:: Information supplied ::

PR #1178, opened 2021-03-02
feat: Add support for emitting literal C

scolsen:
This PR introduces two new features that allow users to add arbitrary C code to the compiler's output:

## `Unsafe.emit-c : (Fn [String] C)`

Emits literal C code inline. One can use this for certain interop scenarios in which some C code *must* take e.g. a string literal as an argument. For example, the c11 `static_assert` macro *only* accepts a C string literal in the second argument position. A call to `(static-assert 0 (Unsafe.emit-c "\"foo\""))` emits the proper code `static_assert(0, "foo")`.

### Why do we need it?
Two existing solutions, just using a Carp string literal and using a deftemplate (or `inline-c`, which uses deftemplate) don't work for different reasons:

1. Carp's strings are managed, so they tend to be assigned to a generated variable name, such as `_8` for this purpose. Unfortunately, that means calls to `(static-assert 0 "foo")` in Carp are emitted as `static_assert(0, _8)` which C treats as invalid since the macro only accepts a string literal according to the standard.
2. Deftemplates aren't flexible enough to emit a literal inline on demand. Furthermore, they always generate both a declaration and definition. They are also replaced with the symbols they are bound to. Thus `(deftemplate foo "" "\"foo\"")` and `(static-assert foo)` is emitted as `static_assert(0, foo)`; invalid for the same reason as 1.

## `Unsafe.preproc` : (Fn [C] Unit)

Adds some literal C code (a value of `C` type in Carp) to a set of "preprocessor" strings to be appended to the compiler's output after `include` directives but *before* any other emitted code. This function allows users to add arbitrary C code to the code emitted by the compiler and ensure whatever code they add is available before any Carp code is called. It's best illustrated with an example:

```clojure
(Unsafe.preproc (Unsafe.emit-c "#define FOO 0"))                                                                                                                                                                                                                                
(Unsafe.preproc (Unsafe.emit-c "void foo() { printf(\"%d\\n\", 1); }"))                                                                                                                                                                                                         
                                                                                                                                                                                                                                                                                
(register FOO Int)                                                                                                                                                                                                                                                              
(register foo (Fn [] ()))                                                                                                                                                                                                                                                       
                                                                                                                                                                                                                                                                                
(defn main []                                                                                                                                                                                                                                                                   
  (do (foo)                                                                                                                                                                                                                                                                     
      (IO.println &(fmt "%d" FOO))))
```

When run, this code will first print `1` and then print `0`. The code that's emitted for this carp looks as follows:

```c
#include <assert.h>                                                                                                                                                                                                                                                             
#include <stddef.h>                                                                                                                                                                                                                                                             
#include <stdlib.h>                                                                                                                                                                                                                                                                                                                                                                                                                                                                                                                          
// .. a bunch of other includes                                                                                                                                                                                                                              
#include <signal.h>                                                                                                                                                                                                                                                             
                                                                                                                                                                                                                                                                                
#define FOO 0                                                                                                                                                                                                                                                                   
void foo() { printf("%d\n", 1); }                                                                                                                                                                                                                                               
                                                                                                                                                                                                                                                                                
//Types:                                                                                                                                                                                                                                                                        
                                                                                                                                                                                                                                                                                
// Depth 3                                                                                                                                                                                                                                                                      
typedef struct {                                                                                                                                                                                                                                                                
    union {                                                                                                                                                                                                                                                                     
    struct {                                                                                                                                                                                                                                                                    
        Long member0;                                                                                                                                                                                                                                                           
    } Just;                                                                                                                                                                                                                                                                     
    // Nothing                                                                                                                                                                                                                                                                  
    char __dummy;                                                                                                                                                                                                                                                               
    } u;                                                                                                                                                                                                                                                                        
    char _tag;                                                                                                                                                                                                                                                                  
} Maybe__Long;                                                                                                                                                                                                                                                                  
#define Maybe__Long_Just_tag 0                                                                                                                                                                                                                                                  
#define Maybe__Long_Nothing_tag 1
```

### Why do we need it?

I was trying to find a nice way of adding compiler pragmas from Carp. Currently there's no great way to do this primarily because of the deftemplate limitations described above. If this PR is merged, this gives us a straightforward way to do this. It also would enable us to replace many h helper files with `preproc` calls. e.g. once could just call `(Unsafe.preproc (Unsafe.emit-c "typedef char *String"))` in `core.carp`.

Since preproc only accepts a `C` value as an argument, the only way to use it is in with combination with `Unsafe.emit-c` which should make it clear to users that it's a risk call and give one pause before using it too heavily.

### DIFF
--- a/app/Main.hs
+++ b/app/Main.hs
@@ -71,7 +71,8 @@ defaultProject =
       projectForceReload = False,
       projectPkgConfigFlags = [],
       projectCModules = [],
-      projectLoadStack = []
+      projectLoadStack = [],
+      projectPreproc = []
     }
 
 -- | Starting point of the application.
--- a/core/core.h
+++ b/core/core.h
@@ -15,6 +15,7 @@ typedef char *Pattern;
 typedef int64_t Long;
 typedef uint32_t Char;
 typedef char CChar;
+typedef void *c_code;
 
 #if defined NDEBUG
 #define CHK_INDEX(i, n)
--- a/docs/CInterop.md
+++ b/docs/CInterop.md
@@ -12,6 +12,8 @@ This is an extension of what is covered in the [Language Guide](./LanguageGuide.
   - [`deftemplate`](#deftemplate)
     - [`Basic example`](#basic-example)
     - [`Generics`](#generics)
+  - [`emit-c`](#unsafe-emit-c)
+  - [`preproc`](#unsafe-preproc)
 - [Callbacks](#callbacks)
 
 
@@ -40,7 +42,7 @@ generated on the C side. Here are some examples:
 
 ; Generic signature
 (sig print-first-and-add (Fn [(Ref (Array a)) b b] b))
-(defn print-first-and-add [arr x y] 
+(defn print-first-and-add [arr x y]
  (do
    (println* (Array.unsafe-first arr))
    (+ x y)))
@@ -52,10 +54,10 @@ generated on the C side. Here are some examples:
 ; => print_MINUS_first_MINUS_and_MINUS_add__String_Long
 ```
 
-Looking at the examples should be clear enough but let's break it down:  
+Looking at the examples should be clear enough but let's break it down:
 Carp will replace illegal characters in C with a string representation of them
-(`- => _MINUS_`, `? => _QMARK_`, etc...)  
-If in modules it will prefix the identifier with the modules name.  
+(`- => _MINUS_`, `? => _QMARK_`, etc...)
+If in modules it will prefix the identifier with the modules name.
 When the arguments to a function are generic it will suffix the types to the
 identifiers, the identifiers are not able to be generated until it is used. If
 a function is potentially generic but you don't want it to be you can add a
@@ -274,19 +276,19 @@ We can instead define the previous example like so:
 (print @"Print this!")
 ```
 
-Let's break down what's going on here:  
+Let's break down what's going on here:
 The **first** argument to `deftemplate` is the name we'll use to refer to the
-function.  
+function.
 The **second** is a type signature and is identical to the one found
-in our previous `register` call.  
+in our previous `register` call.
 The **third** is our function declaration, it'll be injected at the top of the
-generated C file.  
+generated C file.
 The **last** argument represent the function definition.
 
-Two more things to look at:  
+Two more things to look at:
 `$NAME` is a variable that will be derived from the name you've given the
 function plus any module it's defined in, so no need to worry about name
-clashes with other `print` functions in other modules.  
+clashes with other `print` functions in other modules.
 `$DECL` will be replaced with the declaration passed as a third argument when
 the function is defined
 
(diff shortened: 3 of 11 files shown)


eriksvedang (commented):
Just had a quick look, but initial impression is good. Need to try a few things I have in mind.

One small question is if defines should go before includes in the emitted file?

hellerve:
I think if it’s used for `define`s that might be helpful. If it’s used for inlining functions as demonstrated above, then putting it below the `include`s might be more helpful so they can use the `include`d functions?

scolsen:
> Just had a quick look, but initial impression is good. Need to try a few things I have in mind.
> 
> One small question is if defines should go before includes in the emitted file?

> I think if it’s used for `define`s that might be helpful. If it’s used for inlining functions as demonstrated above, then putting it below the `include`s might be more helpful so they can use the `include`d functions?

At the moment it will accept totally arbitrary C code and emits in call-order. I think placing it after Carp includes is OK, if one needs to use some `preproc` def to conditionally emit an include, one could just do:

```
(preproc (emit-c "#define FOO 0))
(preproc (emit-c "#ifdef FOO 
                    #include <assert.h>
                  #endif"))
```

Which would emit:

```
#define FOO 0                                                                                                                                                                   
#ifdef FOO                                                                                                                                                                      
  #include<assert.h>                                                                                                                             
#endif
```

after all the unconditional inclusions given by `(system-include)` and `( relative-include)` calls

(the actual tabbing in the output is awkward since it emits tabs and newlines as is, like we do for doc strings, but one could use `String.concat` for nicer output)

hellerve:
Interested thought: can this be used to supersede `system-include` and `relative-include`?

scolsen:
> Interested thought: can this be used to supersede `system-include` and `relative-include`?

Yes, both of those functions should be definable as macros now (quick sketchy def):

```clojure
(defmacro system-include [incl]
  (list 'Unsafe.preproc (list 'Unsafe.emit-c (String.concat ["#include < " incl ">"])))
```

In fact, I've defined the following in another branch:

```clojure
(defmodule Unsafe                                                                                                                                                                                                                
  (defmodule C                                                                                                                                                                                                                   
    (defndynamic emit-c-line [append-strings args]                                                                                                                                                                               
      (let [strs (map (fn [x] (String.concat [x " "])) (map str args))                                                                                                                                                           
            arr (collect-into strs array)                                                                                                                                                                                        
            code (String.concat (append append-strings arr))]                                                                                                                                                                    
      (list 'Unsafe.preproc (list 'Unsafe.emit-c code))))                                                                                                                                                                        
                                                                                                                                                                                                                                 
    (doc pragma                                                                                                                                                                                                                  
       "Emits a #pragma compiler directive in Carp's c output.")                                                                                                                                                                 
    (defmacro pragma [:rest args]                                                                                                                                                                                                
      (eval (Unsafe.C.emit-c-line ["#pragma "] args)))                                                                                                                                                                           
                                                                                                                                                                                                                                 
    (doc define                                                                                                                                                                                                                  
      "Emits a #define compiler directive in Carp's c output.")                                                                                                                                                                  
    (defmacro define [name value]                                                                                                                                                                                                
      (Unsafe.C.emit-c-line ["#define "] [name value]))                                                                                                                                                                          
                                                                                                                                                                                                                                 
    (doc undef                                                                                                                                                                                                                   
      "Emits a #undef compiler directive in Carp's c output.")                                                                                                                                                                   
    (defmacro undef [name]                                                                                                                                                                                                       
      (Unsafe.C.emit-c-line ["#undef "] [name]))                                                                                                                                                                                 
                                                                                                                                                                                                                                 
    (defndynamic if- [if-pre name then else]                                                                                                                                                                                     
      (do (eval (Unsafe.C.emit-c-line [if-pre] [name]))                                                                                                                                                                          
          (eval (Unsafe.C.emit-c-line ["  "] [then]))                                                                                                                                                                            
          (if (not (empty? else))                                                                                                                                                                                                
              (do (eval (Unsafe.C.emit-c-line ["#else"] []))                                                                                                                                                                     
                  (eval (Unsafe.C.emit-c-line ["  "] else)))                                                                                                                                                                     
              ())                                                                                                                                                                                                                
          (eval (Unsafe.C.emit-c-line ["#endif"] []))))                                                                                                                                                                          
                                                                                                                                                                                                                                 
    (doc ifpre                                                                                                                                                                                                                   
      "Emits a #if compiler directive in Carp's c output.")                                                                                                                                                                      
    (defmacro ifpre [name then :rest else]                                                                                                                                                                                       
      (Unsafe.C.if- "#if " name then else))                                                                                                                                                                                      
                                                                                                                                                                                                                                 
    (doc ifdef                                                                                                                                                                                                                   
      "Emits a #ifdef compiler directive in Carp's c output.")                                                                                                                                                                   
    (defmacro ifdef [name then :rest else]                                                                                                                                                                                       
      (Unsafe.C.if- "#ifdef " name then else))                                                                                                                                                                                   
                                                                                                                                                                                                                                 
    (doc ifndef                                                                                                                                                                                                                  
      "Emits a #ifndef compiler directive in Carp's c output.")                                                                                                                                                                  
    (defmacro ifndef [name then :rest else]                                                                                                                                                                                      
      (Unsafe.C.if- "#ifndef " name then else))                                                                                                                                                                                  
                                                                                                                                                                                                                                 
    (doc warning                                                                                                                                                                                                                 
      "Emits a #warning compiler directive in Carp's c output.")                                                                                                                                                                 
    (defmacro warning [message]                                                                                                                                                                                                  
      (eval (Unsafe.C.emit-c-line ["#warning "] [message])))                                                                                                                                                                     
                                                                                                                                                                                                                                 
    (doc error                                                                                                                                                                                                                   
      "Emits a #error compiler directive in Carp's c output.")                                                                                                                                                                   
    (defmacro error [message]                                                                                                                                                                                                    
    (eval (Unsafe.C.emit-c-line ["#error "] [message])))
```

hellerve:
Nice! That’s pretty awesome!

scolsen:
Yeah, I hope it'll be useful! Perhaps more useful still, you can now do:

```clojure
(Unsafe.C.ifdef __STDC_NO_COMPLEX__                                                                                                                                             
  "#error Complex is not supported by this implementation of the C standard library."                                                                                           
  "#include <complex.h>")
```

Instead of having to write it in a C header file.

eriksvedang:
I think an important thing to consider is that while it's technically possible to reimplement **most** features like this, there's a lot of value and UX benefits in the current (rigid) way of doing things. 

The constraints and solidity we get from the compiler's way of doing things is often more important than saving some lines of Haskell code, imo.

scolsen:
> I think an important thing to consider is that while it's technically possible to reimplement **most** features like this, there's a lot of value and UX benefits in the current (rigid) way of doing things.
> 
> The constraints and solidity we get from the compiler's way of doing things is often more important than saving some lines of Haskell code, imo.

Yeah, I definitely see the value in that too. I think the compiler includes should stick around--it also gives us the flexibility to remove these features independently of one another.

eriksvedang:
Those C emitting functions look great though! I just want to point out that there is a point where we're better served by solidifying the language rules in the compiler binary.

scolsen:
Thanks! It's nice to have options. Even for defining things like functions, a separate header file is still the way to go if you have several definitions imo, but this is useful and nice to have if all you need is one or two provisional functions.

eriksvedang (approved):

:::

Using the records above, report each line with the string "point".

§ Reply to the task
 -- | Starting point of the application.
Those C emitting functions look great though! I just want to point out that there is a point where we're better served by solidifying the language rules in the compiler binary.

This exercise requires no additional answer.